Açıklanan tüm nedenler, hükme esas alınan bilirkişi raporu ve özellikle yasal düzenlemeler kapsamında, davalı vekilinin istinaf başvurusunun reddine dair karar verilmesi gerekmekle aşağıdaki şekilde hüküm kurulmuştur.
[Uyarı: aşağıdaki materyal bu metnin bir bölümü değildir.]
PR #1074, opened 2024-06-05
Implement canary file generation functionality from contract test PatchInputs

marc-1010:
*Issue #, if available:*

*Description of changes:*
Add canary file generation functionality for Patch Operation canaries from contract test inputs.
canarySettings will be shared with generating Create Operation canaries. 

Testing Scenarios:
1. Validate that the correct number of output files are generated. Validated that file naming and structure are correct.
2. Validate that an existing field in the `CreateInputs` will be updated by a `replace`, `add` or `remove` operation in `PatchInputs`. 
3. Validate that only `replace`, `add` and `remove` operations result in an update. Other operations such as `move`, `copy` and `test` are ignored.
4. Validate that a field can be updated if it was not included in `CreateInputs` but included in `PatchInputs` for `add` and `replace` operations. 
5. Validate that nested inputs are correctly updated. 

### DIFF
--- a/src/rpdk/core/project.py
+++ b/src/rpdk/core/project.py
@@ -1,4 +1,5 @@
 # pylint: disable=too-many-lines
+import copy
 import json
 import logging
 import os
@@ -76,7 +77,6 @@ CONTRACT_TEST_DEPENDENCY_FILE_NAME = "dependencies.yml"
 FILE_GENERATION_ENABLED = "file_generation_enabled"
 TYPE_NAME = "typeName"
 CONTRACT_TEST_FILE_NAMES = "contract_test_file_names"
-INPUT1_FILE_NAME = "inputs_1.json"
 FN_SUB = "Fn::Sub"
 FN_IMPORT_VALUE = "Fn::ImportValue"
 UUID = "uuid"
@@ -1345,21 +1345,64 @@ class Project:  # pylint: disable=too-many-instance-attributes,too-many-public-m
             with ct_file.open("r") as f:
                 json_data = json.load(f)
             resource_name = self.type_info[2]
-            stack_template_data = {
-                "Description": f"Template for {self.type_name}",
-                "Resources": {
-                    f"{resource_name}": {
-                        "Type": self.type_name,
-                        "Properties": self._replace_dynamic_values(
-                            json_data["CreateInputs"]
-                        ),
-                    }
-                },
-            }
-            stack_template_file_name = f"{CANARY_FILE_PREFIX}{count}_001.yaml"
-            stack_template_file_path = stack_template_folder / stack_template_file_name
-            with stack_template_file_path.open("w") as stack_template_file:
-                yaml.dump(stack_template_data, stack_template_file, indent=2)
+
+            if "PatchInputs" in json_data:
+                deepcopy_create_input = copy.deepcopy(json_data["CreateInputs"])
+                self._save_stack_template_data(
+                    resource_name,
+                    count,
+                    stack_template_folder,
+                    self._apply_patch_inputs_to_create_inputs(
+                        json_data["PatchInputs"], deepcopy_create_input
+                    ),
+                    "002",
+                )
+            self._save_stack_template_data(
+                resource_name,
+                count,
+                stack_template_folder,
+                json_data["CreateInputs"],
+                "001",
+            )
+
+    def _save_stack_template_data(
+        self,
+        resource_name,
+        contract_test_input_count,
+        stack_template_folder,
+        properties_data,
+        suffix,
+    ):
+        stack_template_data = {
+            "Description": f"Template for {self.type_name}",
+            "Resources": {
+                f"{resource_name}": {
+                    "Type": self.type_name,
+                    "Properties": self._replace_dynamic_values(
+                        properties_data,
+                    ),
+                }
+            },
+        }
+        stack_template_file_name = (
+            f"{CANARY_FILE_PREFIX}{contract_test_input_count}_{suffix}.yaml"
+        )
+        stack_template_file_path = stack_template_folder / stack_template_file_name
+        with stack_template_file_path.open("w") as stack_template_file:
+            yaml.dump(stack_template_data, stack_template_file, indent=2)
+
+    def _apply_patch_inputs_to_create_inputs(
+        self, patch_inputs: Dict[str, Any], create_inputs: Dict[str, Any]
+    ) -> Dict[str, Any]:
+        output = create_inputs
+        for patch_input in patch_inputs:
+            if patch_input["op"] == "replace":
+                key_list = patch_input["path"].split("/")
+                current_output = output
+                for key in key_list[:-1]:
+                    current_output = current_output.setdefault(key, {})
+                current_output[key_list[-1]] = patch_input["value"]
+        return output
 
     def _replace_dynamic_values(self, properties: Dict[str, Any]) -> Dict[str, Any]:
         for key, value in properties.items():
--- a/src/rpdk/core/project.py
+++ b/src/rpdk/core/project.py
@@ -1,5 +1,4 @@
 # pylint: disable=too-many-lines
-import copy
 import json
 import logging
 import os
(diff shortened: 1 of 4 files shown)


rajdnp (approved):

src/rpdk/core/project.py
```diff
@@ -1345,21 +1345,91 @@ def _generate_stack_template_files(self) -> None:
...
-                yaml.dump(stack_template_data, stack_template_file, indent=2)
+
+            self._save_stack_template_data(
+                resource_name,
+                count,
+                stack_template_folder,
+                self._replace_dynamic_values(
+                    json_data["CreateInputs"],
+                ),
+                "001",
```
joshuadeanhall, line 1356: What does 001 and 002 represent?

src/rpdk/core/project.py
```diff
@@ -1345,21 +1345,91 @@ def _generate_stack_template_files(self) -> None:
...
+        self, patch_inputs: Dict[str, Any], create_inputs: Dict[str, Any]
+    ) -> Dict[str, Any]:
+        for patch_input in patch_inputs:
+            self._apply_patch_input_to_create_input(patch_input, create_inputs)
+        return create_inputs
+
+    def _apply_patch_input_to_create_input(
+        self, patch_input: Any, create_inputs: Dict[str, Any]
+    ) -> Dict[str, Any]:
+        op = patch_input.get("op")
```
joshuadeanhall, line 1405: Instead of manually handling patch operation was any investigation done into using existing tools for this? For example `jsonpatch`?

src/rpdk/core/project.py
```diff
@@ -1345,21 +1345,91 @@ def _generate_stack_template_files(self) -> None:
...
+                self._save_stack_template_data(
+                    resource_name,
+                    count,
+                    stack_template_folder,
+                    self._apply_patch_inputs_to_create_inputs(
+                        json_data["PatchInputs"],
+                        deepcopy_create_input,
+                    ),
+                    "002",
+                )
```
ammokhov, line 1369: This should not be so hardcoded

src/rpdk/core/project.py
```diff
@@ -1345,21 +1345,91 @@ def _generate_stack_template_files(self) -> None:
...
+    def _apply_patch_inputs_to_create_inputs(
+        self, patch_inputs: Dict[str, Any], create_inputs: Dict[str, Any]
+    ) -> Dict[str, Any]:
+        for patch_input in patch_inputs:
+            self._apply_patch_input_to_create_input(patch_input, create_inputs)
+        return create_inputs
+
+    def _apply_patch_input_to_create_input(
+        self, patch_input: Any, create_inputs: Dict[str, Any]
+    ) -> Dict[str, Any]:
```
ammokhov, line 1404: please use jsonpatch library instead

src/rpdk/core/project.py
marc-1010: `001` represents a canary associated with a "create" operation. `002` represents a canary associated with an "update" operation. I'll refactor to have these values as constants.

ammokhov (changes requested):
This PR needs some work. I think we should have a method that will translate desired state (dict) into a stack template (which we already have). Then you should prepare a list of such structures. You should iterate over each `CreateInputs` and apply `PatchInputs` then we can loop through all of them and generate stack template with names added incrementally.


Example:
```json
{
    "CreateInputs": {
        "property1": "value1",
        "property2": "value1",
        "property3": "value1",
    },
    "PatchInputs": [
        {
            "op": "add",
            "path": "/property4",
            "value": "value1"
        },
        {
            "op": "replace",
            "path": "/property1",
            "value": "value2"
        }
    ]
}
```
those inputs will be translated into this
```
[
    {
        "property1": "value1",
        "property2": "value1",
        "property3": "value1"
    },
    {
        "property1": "value2",
        "property2": "value1",
        "property3": "value1",
        "property4": "value1",
    }
]
```
then you can iterate and run it through stack generation method

```python
def apply_patch(document:dict, patch_document: Sequence[Dict]):
    modified_document = jsonpatch.JsonPatch(patch_document).apply(document)
    ...

def generate_canaries(...):
    inputs = get_list_of_inputs(...)
    for input in inputs:
        canary_file = generate_canary(input)
```

src/rpdk/core/project.py
marc-1010: i considered using `pydash`. i think `jsonpatch` would be best here

src/rpdk/core/project.py
marc-1010: refactored to use defined constants

marc-1010:
Summary of Updates:
- Refactored hardcoded values into defined constants
- Refactored to use jsonpatch and removed unnecessary functions. A noteworthy changes are listed below:
	- jsonpath will enforce path validation. If a path is invalid, an exception will be raised. Previous behavior of skipping updates with invalid paths could lead consumers to ignore operations that are not passing.
	- Contract test PatchInputs.path values should be relative to the “Properties” key and include a leading slash(“/“). This behavior will be enforced in canary generation. 
- Revised algorithm for PatchInputs
	- Filter for supported “op” (ie remove, replace and add)
	- Translate “value” to dynamic values
	- use jsonpatch to apply translated patch(which includes dynamic values) to CreateInputs
	- Save

src/rpdk/core/project.py
```diff
@@ -1345,21 +1352,68 @@ def _generate_stack_template_files(self) -> None:
...
+            "Description": f"Template for {self.type_name}",
+            "Resources": {
+                f"{resource_name}": {
+                    "Type": self.type_name,
+                    "Properties": properties_data,
+                }
+            },
+        }
+        stack_template_file_name = (
+            f"{CANARY_FILE_PREFIX}{contract_test_input_count}_{suffix}.yaml"
```
joshuadeanhall, line 1398: This will create files that look like

- For Create
    - AWS::S3::Bucket1001.yaml
    - AWS::S3::Bucket2001.yaml
    - AWS::S3::Bucket3001.yaml
- For Update
    - AWS::S3::Bucket1002.yaml
    - AWS::S3::Bucket2002.yaml
    - AWS::S3::Bucket3002.yaml
    
Is there a reason we didn't instead using a convention more like `{CANARY_FILE_PREFIX}[UPDATE|CREATE]{contract_test_input_count::padding3}.yaml`?

That way names would look like `AWS::S3::BucketUpdateCREATE001`, `AWS::S3::BucketUpdateCREATE002` ...

marc-1010: We choose to favor backwards compatibility over changing naming. Since existing canaries all use the `canary1_001`, `canary1_002`, etc. convention, we wanted auto generated canaries to be consistent with the existing naming convention. If we were to change naming conventions, I think it would be advisable to migrate historical canaries to the new naming convention.

joshuadeanhall (approved):

src/rpdk/core/project.py
```diff
@@ -1345,21 +1352,68 @@ def _generate_stack_template_files(self) -> None:
...
-                yaml.dump(stack_template_data, stack_template_file, indent=2)
+
+            self._save_stack_template_data(
+                resource_name,
+                count,
+                stack_template_folder,
+                self._replace_dynamic_values(
+                    json_data[CREATE_INPUTS_KEY],
+                ),
+                CANARY_FILE_CREATE_SUFFIX,
```
ammokhov, line 1363: could you please explain why this needs to be hardcoded? Not sure this is the best customer experience. Can this be something configurable by the customer?


Ideally canaries should not test every functionality of the resource, this is what integration tests are for. However, if we dynamically assign names `001/00*` then it might got too far as providers have no upper limit of how many inputs they can specify. Can we introduce a setting inside rpdk config file where providers can configure how many canaries they can generate? Sometime you need more than just 2 files

ammokhov (changes requested):

ammokhov (approved):

src/rpdk/core/project.py
marc-1010: Some customer experience optimizations will be proposed/reviewed in a separate PR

H Ü K Ü M :Gerekçesi yukarıda izah edildiği üzere,
1-İstanbul Anadolu 5. Asliye Ticaret Mahkemesinin 2017/661 Esas, 2017/990 Karar ve 19/10/2017 tarihli kararı usul ve esas yönünden hukuka uygun bulunduğundan davalı vekilinin istinaf başvurusunun 6100 sayılı Hukuk Muhakemeleri Kanunun 353/1- b/1. bendi gereğince esastan REDDİNE,
2-Hüküm tarihinde yürürlükte bulunan 492 Sayılı Harçlar Kanunu’na bağlı alınması gereken 68,20 TL başvuru harcı ile istinaf kanun yolu başvuru harcı 121,30 TL olmak üzere olmak üzere toplam 189,50 TL harçtan davalı tarafın peşin olarak yatırmış olduğu 117,10 TL harcın mahsubu ile bakiye 72,40 TL davalı taraftan tahsili ile hazineye irad kaydına,
3-İstinaf yargılama giderlerinin davalı üzerinde bırakılmasına,
4-İstinaf incelemesi sırasında duruşma açılmadığından vekalet ücreti hakkında karar verilmesine yer olmadığına,
Dosya üzerinde yapılan inceleme neticesinde, 6100 sayılı Hukuk Muhakemeleri Kanununun 361/1 bendi gereğince kararın tebliğ tarihinden itibaren 2 hafta içinde Yargıtay nezdinde temyiz kanun yolu açık olmak üzere oybirliği ile karar verildi.